Akbar é mais conhecido por sua visão do império como uma comunidade inter-religiosa, uma visão bastante rara para a época. Embora fosse um muçulmano devoto, ele acreditava que a verdade é a base de todas as religiões e foi o pioneiro na colaboração inter-religiosa por meio de suas discussões com estudiosos religiosos, sua promoção da unidade da verdade religiosa e por meio de seus próprios casamentos interculturais. Embora suas políticas obtivessem benefícios pragmáticos ao atrair a lealdade de não muçulmanos, o compromisso pessoal de Akbar com a unidade parece ter sido genuíno.
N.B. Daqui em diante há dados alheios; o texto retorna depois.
PR #356, opened 2024-01-17
Overhaul put_resource logic.

rohinb2:
Introduce a generic format and precedence for calls into `EnvServlet`.

All functions will take in `data` and `serialization`. They can put whatever
they want in the `data` field and unpack them as tuples before and after, as
done in this PR. This will support pickle and json serialization.

The other parameters to `EnvServlet` functions will be explicit.

The `EnvServlet` should also only call `local` ObjStore functions, and the
ObjStore should deal with all the outside-of-env logic and call the right Env.

### DIFF
--- a/runhouse/servers/env_servlet.py
+++ b/runhouse/servers/env_servlet.py
@@ -6,6 +6,7 @@ import signal
 import threading
 import time
 import traceback
+from functools import wraps
 from typing import Any, List, Optional, Union
 
 from sky.skylet.autostop_lib import set_last_active_time_to_now
@@ -19,16 +20,51 @@ from runhouse.resources.queues import Queue
 from runhouse.resources.resource import Resource
 from runhouse.rns.utils.api import ResourceVisibility
 
-from runhouse.rns.utils.names import _generate_default_name
+# from runhouse.rns.utils.names import _generate_default_name
 from runhouse.servers.http.http_utils import (
     b64_unpickle,
+    deserialize_data,
     Message,
     OutputType,
     pickle_b64,
     Response,
+    serialize_data,
 )
 
 logger = logging.getLogger(__name__)
+
+
+def error_handling_decorator(func):
+    @wraps(func)
+    def wrapper(*args, **kwargs):
+        EnvServlet.register_activity()
+        serialization = kwargs.pop("serialization", None)
+        serialized_data = kwargs.pop("data", None)
+        deserialized_data = deserialize_data(serialized_data, serialization)
+        kwargs["data"] = deserialized_data
+
+        try:
+            output = func(*args, **kwargs)
+            if output is not None:
+                serialized_data = serialize_data(output, serialization)
+                return Response(
+                    output_type=OutputType.RESULT_SERIALIZED,
+                    data=serialized_data,
+                    serialization=serialization,
+                )
+            else:
+                return Response(
+                    output_type=OutputType.SUCCESS,
+                )
+        except Exception as e:
+            logger.exception(e)
+            return Response(
+                error=pickle_b64(e),
+                traceback=pickle_b64(traceback.format_exc()),
+                output_type=OutputType.EXCEPTION,
+            )
+
+    return wrapper
 
 
 class EnvServlet:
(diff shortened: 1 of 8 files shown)


rohinb2:
* `main`
  * **PR #356** <a href="https://app.graphite.dev/github/pr/run-house/runhouse/356?utm_source=stack-comment-icon" target="_blank">Graphite</a>  👈

This [stack of pull requests](https://stacking.dev/?utm_source=stack-comment) is managed by [Graphite](https://app.graphite.dev/github/pr/run-house/runhouse/356?utm_source=stack-comment).

runhouse/servers/env_servlet.py
```diff
@@ -19,18 +20,53 @@
...
+                )
+            else:
+                return Response(
+                    output_type=OutputType.SUCCESS,
+                )
+        except Exception as e:
+            logger.exception(e)
+            return Response(
+                error=pickle_b64(e),
+                traceback=pickle_b64(traceback.format_exc()),
```
dongreenberg, line 63: Shouldn't this also use the serialization option passed above?

runhouse/servers/http/http_server.py
```diff
@@ -308,31 +308,23 @@ def update_settings(request: Request, message: ServerSettings) -> Response:
...
-                )
-
-        return HTTPServer.call_in_env_servlet(
-            "put_resource",
-            [message],
-            env=message.env,
-            create=True,
-            lookup_env_for_name=message.key,
-        )
+    def put_resource(request: Request, params: PutResourceParams):
```
dongreenberg, line 311: Oo pydantic validation is this the ritz?

runhouse/servers/http/http_server.py
```diff
@@ -308,31 +308,23 @@ def update_settings(request: Request, message: ServerSettings) -> Response:
...
+                serialized_data=params.serialized_data,
+                serialization=params.serialization,
+                env_name=env_name,
+            )
+        except Exception as e:
+            logger.exception(e)
+            HTTPServer.register_activity()
+            return Response(
+                error=pickle_b64(e),
+                traceback=pickle_b64(traceback.format_exc()),
```
dongreenberg, line 325: I continue to wonder out loud if we need to serialize these. Most likely not. Strings are probably fine.

dongreenberg: In the HTTPServer specifically. I don't know for the EnvServlet and obj store.

runhouse/servers/http/http_utils.py
```diff
@@ -26,6 +27,12 @@ class ServerSettings(BaseModel):
     flush_auth_cache: Optional[bool] = None
 
 
+class PutResourceParams(BaseModel):
+    serialized_data: Any
+    serialization: Optional[str] = None
+    env_name: Optional[str] = None
```
dongreenberg, line 33: Just noting this is quite generic. I'd expect that if we had pydantic types for each route we'd go more specific (e.g. not bundle into serialized_data), or we reuse a type like this for several things which share these inputs.

runhouse/servers/obj_store.py
```diff
@@ -603,3 +603,95 @@ def get_obj_refs_dict(self, d: Dict[Any, Any]):
...
+        serialization: Optional[str] = None,
+        env_name: Optional[str] = None,
+    ) -> "Response":
+        from runhouse.servers.http.http_utils import deserialize_data
+
+        if env_name is None:
+            if self.servlet_name is None:
+                raise ObjStoreError("No env name provided and no servlet name set.")
+            else:
+                env_name = self.servlet_name
```
dongreenberg, line 622: If we're inside this env, should we just call self.put_resource_local directly? No reason to serialize, deserialize, and add a ray call to the servlet if we're already in the right env process?

tests/test_servers/test_http_server.py
```diff
@@ -58,7 +58,9 @@ def test_put_resource(self, http_client, blob_data, cluster):
         resource = rh.blob(data=blob_data, system=cluster)
         data = pickle_b64((resource.config_for_rns, state, resource.dryrun))
         response = http_client.post(
-            "/resource", json={"data": data}, headers=rns_client.request_headers()
+            "/resource",
+            json=PutResourceParams(serialized_data=data, serialization="pickle").dict(),
```
dongreenberg, line 62: 👁️👄👁️

dongreenberg (approved):
Overall excellent, much cleaner!

runhouse/servers/env_servlet.py
rohinb2: currently we deserialize all exceptions the same as using pickle, client side

runhouse/servers/http/http_server.py
rohinb2: I can remove this later

runhouse/servers/http/http_utils.py
rohinb2: It'd be harder to make the serialization arg general then

runhouse/servers/obj_store.py
rohinb2: fixed

rohinb2:
### Merge activity

* **Jan 19, 11:52 AM**: @rohinb2 started a stack merge that includes this pull request via [Graphite](https://app.graphite.dev/github/pr/run-house/runhouse/356).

Infelizmente, suas políticas iluminadas duraram pouco e seu sucessor Aurangzeb as revogou. No entanto, eles merecem o título de “o Grande”.

Carreira política

Akbar nasceu em Umarkot em Sind em 15 de outubro de 1542. Seu pai, Humayun (governou de 1530 a 1540 e de 1555 a 1556), foi destituído do trono da Índia em uma série de batalhas decisivas pelo afegão Sher Shah Suri. Após mais de 12 anos no exílio, Humayun recuperou sua soberania, embora a tenha mantido por apenas alguns meses antes de sua morte em 1556. Akbar sucedeu seu pai naquele mesmo ano sob a regência de Bairam Khan, um nobre turcomano cujo zelo em repelir os pretendentes ao trono e a severidade na manutenção da disciplina do exército ajudaram muito na consolidação do império recém-recuperado. Quando a ordem foi restaurada um pouco, Akbar assumiu as rédeas do governo em suas próprias mãos com uma proclamação emitida em março de 1560.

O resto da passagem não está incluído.